TL;DR You need to follow a published algorithm to decompose to a given normal form.
PS You didn't get Artist from the original CD via normalization, since you introduced a new column. But assume table Artist has the obvious meaning. Why do you think it "again is not in third normal form as far as I understand it"? If artist -> year in the original CD then it also does in Artist. But then {artist} is, with {artist_id}, a CK (candidate key) of Artist, and Artist is in 3NF (and 5NF).
From your question's original version plus the current one, you have a proposed base table CD with columns cd_id, title, group & year, holding tuples where cd cd_id titled title was made by group group that formed in year year. Column cd_id is unique, hence is a CK. FD {group} -> year also holds.

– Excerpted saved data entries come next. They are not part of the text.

PR #1434, opened 2018-11-17
correct expected code regarding include function

developingAlex:
The example code of what to expect in your mysite/urls.py file erroneously included the include import,
This change fixes that and updates the reference below to explicitly mention which line to add the include to.


developingAlex:
hey thanks for that you're right I've updated it now

ekohl:
Thanks!

PR #1444, opened 2018-11-24
Update Django Installation section on Windows

mignonnesaurus:
Changes in this pull request:
- Updated section of Virtual Environment in Django Installation section to include the installation and usage of `virtualenvwrapper-win` to ease the usage of `virtualenv` on Windows. 

Thank you!

### DIFF
--- a/en/django_installation/instructions.md
+++ b/en/django_installation/instructions.md
@@ -34,11 +34,20 @@ $ python3 -m venv myvenv
 <!--sec data-title="Virtual environment: Windows" data-id="virtualenv_installation_windows"
 data-collapse=true ces-->
 
-To create a new `virtualenv`, you need to open the command prompt and run `python -m venv myvenv`. It will look like this:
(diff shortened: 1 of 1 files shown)


das-g:
AFAIK it was an explicit decision not to use virtualenvwrapper in the Django Girls tutorial for any of the systems, because it would be yet another tool to install and which needs to be explained.

If we want to change that, we should probably use it on all systems (i.e. Mac and Linux, too) and we should go through the whole tutorial to see if any other chapters need to be adapted due to that.

mignonnesaurus:
Hi @das-g ! 
Thank you very much for your review and input :) 

I tried to reproduce the issue we ran into at one of the workshops on a `Windows 10` machine but following the instructions worked in this version. The version of Windows at the workshop was different though and I did not take note of what version it was to be able to reproduce the problem. In that particular case `virtualenvwrapper-win` helped us move forward, however it was our latest resource. Given this, I understand it does not apply in general and hence it's not worth it to include it in the tutorial. 

I will close the PR. Thank you! :)

PR #1454, opened 2018-12-23
Add link to www.py4e.com

csev:
Hello, I am the teacher of the Python for Everybody Specialization on Coursera.  As you mention, the course is not exactly free because they put the assessments behind a paywall.   I have a 100% free and 100% open version of the entire specialization on my own www.py4e.com we site - you can do all the quizzes, the auto-graded assignments, and peer graded assignments for free on my site.

Changes in this pull request:

-
-
-


magul:
Thanks!

PR #1462, opened 2019-01-14
fix MarkDown syntax in German translation

das-g:
(hopefully already fixed in Crowdin, although I'm not quite sure how that translates MarkDown to HTML and back again)

Changes in this pull request:

- fix MarkDown syntax in German translation
- add newline at end-of-file (GitHub's online editor did that automatically)

### DIFF
--- a/de/html/README.md
+++ b/de/html/README.md
@@ -91,17 +91,15 @@ Der Titel "Olas Blog" wird nun im Browser angezeigt. Hast du es bemerkt? Der Bro
 
 Wie du vielleicht bemerkt hast, hat jedes Element zu Beginn einen öffnenden Tag und einen zugehörigen *schließenden Tag* mit `/` und innerhalb davon sind Elemente *eingebettet*. Ein innerer Tag kann nicht außerhalb des umschließenden Tags geschlossen werden, die Reihenfolge muss immer stimmen.
 
-Es ist wie, wenn man Sachen in Kisten steckt. In die größte Box: `<html></html>` kommt eine kleinere Box: `<body></body>`, und dort wiederum packen wir viele kleine Kisten hinein: </code>`&lt;p&gt;&lt;/p&gt;</0>.</p>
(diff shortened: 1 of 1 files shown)


das-g:
In https://github.com/DjangoGirls/tutorial/issues/1468#issuecomment-457221686 @magul wrote:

Normalization does not introduce new column names. It replaces a proposed base table by others, each with a smaller subset of its columns, that always join to what its value would have been. Normalization up to BCNF is based on FDs (functional dependencies), which are also what determine the CKs of a base table. So your question does not contain a decomposition. A possible decomposition reminiscent of your question, which might or might not have any particular properties, would be to tables with column sets {cd_id, title, group} and {group, year}.
Other FDs hold in the original. Some hold because of what the columns are; some hold because of the CK; some hold because {group} -> year holds; in general, certain ones hold because all three of those do. And maybe others hold because of what tuples are supposed to go into the relation and what situations can arise. You need to decide for every possible FD whether it holds.
Of course, you might have been told that the only ones that hold are the ones that have to hold under those circumstances. But you won't have been told that the only FD that holds is {group} -> year, because there are trivial FDs and every superset of a CK functionally determines every set of columns.
One definition of 3NF is that a relation is in 2NF and no non-prime column is transitively functionally dependent on any CK. (Notice each condition involves other definitions.) If you want to use this to find out whether your relation is in 3NF then you next need to find out what all the CKs are. You can do this fastest via an appropriate algorithm, but you can just see which sets of columns functionally determine every column but don't contain a smaller such set, since those are the CKs. Then check the two conditions in the definition.
If you want to normalize to 3NF then you need to follow an algorithm for decomposing to 3NF. You don't explain what process you think you should follow. But if you aren't following a proven algorithm then whatever components you pick might or might not always join to the original and might or might not each be in any particular higher normal form. Note that examples of decompositions you have seen are not presentations of decomposition algorithms.
The NF (normal form) definitions give conditions that a relation must meet to be in that NF. They don't tell you how to nonloss decompose (preserving FDs when possible) to relations in higher NFs. People have worked out algorithms for producing decompositions to particular NFs. (And decomposing to a given NF doesn't in general involve first decomposition to lower NFs. Going through lower NFs can actually prevent good higher-NF decompositions of the original from being generated when you get to decomposing per a higher NF.)
You may also not realize that when some FDs hold, certain other ones must hold. The latter can be determined via Armstrong's axioms from the former. So just because you decomposed to get rid of a particular FD whose presence violates a particular NF doesn't mean there weren't a bunch of other ones that violated it that you didn't deal with. They can be present in the new components. Or they can be not present in problematic ways, so that you have not "preserved" them when you could have, leading to poor designs.
Learn about specific NF algorithms, and for that matter NFs and normalization itself, in a college/university textbook/course/presentation. Many are online.